- [ACTIVITY]
Looking at the listing beneath, work out how many lines hold "correct" and report only that figure.

- [DATA SECTION]
PR #1242, opened 2024-04-07
fix: use correct column name in "on update" usage stats trigger

morph-dev:
### What was wrong?

While looking into issue regarding #1235, I discovered the bug regarding usage stats "on update" trigger.
There was a test that was supposed to test this functionality but it was passing by chance.

### How was it fixed?

Updated the test (verified that it fails), fixed the code and verified that test passes.

The more correct approach would be to drop the trigger if it exists, and create new one with different name.
I think that this is overkill as this code is not yet used in public. The only exception are 5 machines that @KolbyML 's used while testing the #1235 (this [comment](https://github.com/ethereum/trin/pull/1235#issuecomment-2040483220) for context), which can he can fix by manually executing following query:

```sql
DROP TRIGGER ii1_history_on_update_update_usage_stats_trigger;
```

This PR should be merged before: #1235.

### To-Do

### DIFF
--- a/trin-storage/src/versioned/sql.rs
+++ b/trin-storage/src/versioned/sql.rs
@@ -67,7 +67,7 @@ pub fn create_usage_stats_triggers(
         FOR EACH ROW
         BEGIN
             UPDATE usage_stats
-            SET size = size - OLD.size + NEW.size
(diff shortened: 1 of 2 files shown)


ogenev (approved):

KolbyML (approved):
:shipit:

- [ANSWER BOX]
2